YOUR TASK |
Where the word "adamspofford" occurs in a line of the data, return the whole line.

RECORDS FOR THE EXERCISE |
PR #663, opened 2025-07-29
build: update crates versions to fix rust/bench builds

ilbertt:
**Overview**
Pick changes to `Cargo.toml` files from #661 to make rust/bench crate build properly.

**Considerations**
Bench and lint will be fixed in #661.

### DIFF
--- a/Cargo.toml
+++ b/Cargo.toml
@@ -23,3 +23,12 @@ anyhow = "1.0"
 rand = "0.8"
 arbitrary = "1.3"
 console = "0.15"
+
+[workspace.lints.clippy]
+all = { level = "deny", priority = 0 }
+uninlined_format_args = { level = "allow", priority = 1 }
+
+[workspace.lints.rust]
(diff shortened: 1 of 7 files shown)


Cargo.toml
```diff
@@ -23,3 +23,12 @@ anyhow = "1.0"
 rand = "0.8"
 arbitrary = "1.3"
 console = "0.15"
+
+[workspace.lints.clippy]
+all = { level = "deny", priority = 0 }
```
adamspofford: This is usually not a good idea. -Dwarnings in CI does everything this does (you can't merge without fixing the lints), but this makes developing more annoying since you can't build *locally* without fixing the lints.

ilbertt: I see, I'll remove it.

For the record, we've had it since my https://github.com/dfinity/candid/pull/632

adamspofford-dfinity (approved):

RESULT |
adamspofford: This is usually not a good idea. -Dwarnings in CI does everything this does (you can't merge without fixing the lints), but this makes developing more annoying since you can't build *locally* without fixing the lints.
adamspofford-dfinity (approved):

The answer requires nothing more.